====== RECORDS FOR THIS EXERCISE ======

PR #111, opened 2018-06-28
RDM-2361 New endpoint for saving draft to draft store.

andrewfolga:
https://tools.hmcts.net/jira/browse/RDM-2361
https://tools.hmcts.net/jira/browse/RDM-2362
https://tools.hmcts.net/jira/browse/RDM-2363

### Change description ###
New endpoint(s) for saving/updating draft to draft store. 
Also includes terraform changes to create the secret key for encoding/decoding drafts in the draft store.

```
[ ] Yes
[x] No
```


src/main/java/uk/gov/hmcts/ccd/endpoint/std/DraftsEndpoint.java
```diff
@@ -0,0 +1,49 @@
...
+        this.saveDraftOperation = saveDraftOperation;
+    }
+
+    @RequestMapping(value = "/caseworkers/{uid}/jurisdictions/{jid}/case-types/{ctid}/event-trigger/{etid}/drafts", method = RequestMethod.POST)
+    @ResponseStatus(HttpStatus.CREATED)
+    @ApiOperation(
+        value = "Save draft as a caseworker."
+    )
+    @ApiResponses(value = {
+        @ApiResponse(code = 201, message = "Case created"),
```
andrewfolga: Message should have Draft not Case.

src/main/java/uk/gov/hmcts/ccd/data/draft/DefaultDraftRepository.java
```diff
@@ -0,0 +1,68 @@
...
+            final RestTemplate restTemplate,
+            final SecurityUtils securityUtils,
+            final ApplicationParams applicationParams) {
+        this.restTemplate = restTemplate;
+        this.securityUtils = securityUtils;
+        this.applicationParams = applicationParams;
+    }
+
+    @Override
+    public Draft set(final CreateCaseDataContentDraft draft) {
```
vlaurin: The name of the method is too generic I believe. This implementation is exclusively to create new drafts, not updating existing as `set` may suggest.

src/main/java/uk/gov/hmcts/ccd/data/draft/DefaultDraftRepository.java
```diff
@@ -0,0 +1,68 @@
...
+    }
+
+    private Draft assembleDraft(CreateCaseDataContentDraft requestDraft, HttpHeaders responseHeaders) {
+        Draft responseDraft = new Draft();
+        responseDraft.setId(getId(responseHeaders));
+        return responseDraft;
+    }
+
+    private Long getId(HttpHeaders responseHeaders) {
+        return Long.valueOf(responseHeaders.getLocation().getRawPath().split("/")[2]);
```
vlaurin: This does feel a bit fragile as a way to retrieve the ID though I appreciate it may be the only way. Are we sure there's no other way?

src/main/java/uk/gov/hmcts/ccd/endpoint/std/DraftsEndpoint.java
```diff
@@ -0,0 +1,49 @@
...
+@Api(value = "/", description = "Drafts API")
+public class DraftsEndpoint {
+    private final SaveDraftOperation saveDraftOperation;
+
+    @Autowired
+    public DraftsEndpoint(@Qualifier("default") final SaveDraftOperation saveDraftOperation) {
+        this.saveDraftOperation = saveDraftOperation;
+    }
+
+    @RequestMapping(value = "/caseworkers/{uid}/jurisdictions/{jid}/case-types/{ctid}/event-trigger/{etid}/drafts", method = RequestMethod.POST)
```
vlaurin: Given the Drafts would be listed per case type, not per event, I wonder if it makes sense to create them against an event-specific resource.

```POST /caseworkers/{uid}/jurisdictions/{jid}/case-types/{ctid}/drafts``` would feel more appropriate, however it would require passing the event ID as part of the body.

======

> _DIRECTIONS_: Each line from the beginning of the listing up to the line where "New endpoint(s) for" appears needs to be given again exactly; please add nothing else.

> _ANSWER SPACE_:
PR #111, opened 2018-06-28
RDM-2361 New endpoint for saving draft to draft store.

andrewfolga:
https://tools.hmcts.net/jira/browse/RDM-2361
https://tools.hmcts.net/jira/browse/RDM-2362
https://tools.hmcts.net/jira/browse/RDM-2363

### Change description ###
New endpoint(s) for saving/updating draft to draft store. 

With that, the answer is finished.